Collected data:
- - -

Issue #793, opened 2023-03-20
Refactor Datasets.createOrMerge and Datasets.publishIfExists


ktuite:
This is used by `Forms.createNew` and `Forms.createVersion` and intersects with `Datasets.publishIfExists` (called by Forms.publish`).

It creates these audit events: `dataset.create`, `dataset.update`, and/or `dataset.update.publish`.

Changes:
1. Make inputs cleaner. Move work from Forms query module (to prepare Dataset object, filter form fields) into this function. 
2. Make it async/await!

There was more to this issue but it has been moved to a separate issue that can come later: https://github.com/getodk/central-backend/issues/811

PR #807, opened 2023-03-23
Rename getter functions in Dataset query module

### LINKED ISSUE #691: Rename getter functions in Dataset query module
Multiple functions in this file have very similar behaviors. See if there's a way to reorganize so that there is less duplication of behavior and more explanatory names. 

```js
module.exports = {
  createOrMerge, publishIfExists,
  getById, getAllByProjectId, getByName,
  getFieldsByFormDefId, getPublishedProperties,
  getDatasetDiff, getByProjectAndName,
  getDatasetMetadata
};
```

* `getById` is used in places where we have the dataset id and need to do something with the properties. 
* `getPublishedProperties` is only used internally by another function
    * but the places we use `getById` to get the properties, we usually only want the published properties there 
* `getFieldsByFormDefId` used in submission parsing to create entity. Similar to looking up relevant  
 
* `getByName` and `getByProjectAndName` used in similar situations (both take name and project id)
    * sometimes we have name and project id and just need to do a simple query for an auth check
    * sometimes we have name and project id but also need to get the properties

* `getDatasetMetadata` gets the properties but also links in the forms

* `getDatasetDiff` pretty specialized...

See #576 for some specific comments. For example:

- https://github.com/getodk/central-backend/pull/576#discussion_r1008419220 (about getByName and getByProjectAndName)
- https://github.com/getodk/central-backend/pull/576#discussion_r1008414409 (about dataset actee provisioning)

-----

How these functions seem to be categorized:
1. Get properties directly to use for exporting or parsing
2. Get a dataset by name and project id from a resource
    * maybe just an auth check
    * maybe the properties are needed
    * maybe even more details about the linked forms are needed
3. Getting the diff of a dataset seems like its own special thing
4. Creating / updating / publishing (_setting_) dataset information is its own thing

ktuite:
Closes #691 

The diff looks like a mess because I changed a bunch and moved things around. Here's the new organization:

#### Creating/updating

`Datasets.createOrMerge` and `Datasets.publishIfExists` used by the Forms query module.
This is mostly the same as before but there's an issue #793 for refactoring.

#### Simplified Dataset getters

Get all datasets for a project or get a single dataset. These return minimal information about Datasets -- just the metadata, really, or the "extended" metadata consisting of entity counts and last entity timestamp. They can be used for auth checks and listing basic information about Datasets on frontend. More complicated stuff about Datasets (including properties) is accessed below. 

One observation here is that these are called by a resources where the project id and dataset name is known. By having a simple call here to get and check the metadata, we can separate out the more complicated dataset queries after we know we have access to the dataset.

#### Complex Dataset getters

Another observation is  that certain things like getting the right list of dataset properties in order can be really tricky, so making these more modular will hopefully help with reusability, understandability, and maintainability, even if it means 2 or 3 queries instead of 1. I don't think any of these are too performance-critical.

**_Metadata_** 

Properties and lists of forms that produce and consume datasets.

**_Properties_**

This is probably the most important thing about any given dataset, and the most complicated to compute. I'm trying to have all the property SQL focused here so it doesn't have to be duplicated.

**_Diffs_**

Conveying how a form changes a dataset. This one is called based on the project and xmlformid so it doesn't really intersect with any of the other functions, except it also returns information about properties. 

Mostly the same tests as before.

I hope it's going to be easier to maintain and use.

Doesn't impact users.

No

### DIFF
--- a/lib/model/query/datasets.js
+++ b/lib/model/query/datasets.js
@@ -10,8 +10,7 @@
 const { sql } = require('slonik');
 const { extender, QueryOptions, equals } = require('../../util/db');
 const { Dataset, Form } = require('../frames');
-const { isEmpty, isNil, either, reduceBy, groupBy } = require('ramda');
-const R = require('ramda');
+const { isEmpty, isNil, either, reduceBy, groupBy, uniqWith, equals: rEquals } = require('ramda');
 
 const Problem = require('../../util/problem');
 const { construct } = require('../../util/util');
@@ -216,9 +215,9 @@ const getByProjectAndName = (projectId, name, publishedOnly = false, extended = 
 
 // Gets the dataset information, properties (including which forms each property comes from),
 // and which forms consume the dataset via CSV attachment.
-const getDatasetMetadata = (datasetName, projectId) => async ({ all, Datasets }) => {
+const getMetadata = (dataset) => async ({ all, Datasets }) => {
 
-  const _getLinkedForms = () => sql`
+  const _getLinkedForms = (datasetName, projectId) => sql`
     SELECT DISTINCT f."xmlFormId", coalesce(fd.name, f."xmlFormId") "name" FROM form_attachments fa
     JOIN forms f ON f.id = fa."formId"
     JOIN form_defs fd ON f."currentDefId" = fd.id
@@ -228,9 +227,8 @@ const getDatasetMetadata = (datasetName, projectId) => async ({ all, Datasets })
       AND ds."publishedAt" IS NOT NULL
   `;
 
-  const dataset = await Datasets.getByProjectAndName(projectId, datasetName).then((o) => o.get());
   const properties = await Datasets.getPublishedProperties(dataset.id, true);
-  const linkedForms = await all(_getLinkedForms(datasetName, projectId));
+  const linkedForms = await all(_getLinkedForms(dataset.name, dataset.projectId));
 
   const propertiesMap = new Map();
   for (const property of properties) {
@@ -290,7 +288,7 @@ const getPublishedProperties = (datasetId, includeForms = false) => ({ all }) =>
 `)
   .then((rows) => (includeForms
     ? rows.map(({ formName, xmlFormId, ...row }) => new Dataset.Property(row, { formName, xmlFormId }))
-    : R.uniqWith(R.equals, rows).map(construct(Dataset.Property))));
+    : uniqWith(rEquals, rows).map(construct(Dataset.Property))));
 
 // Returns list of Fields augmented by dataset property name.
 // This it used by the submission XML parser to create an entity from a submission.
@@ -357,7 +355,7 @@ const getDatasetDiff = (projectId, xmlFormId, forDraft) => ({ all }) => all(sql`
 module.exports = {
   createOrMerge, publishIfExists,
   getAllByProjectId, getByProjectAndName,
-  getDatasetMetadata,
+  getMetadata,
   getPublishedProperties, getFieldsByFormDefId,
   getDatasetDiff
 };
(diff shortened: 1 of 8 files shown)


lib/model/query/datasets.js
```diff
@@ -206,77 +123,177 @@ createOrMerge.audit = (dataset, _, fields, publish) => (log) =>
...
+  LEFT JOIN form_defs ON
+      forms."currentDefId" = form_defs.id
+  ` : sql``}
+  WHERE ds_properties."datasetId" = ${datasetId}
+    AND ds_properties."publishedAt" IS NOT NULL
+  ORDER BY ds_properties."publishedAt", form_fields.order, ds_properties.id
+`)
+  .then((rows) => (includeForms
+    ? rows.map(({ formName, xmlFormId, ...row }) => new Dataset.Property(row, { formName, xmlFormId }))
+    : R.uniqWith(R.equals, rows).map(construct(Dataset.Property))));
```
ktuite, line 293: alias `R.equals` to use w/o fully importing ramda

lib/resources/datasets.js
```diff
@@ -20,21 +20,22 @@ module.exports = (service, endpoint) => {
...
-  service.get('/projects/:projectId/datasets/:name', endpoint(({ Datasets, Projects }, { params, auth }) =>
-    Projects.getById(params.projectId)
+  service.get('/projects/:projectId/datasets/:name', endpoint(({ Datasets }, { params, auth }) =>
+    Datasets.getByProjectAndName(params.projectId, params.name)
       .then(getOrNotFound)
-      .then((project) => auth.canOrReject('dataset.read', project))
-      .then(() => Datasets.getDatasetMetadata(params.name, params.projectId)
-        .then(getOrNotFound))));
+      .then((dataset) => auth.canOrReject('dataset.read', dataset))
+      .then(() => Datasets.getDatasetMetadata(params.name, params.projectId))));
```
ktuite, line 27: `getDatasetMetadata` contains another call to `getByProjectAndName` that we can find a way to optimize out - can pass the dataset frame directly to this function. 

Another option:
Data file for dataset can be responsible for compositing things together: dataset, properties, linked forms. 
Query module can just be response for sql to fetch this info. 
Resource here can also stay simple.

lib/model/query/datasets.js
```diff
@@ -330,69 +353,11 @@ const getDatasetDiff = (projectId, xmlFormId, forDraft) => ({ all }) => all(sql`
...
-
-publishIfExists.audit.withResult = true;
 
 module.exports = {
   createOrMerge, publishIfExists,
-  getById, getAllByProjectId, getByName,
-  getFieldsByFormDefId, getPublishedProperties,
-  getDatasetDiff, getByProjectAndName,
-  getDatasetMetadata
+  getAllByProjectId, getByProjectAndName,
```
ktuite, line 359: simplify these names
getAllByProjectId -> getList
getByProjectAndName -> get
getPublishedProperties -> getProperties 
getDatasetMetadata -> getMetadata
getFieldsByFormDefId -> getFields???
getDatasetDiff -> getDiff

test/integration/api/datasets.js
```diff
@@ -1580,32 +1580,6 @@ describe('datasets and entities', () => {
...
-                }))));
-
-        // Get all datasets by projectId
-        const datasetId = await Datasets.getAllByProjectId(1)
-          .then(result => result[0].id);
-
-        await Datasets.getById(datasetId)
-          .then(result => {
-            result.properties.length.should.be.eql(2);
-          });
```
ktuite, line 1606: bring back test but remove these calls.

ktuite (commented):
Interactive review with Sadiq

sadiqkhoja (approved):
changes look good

- - -

Write out only the lines that run from the line containing "for an auth check" through the line containing "getByName and getByProjectAndName)", both included, exactly as they appear above.

• [COMPLETED TASK]:
    * sometimes we have name and project id and just need to do a simple query for an auth check
    * sometimes we have name and project id but also need to get the properties

* `getDatasetMetadata` gets the properties but also links in the forms

* `getDatasetDiff` pretty specialized...

See #576 for some specific comments. For example:

- https://github.com/getodk/central-backend/pull/576#discussion_r1008419220 (about getByName and getByProjectAndName)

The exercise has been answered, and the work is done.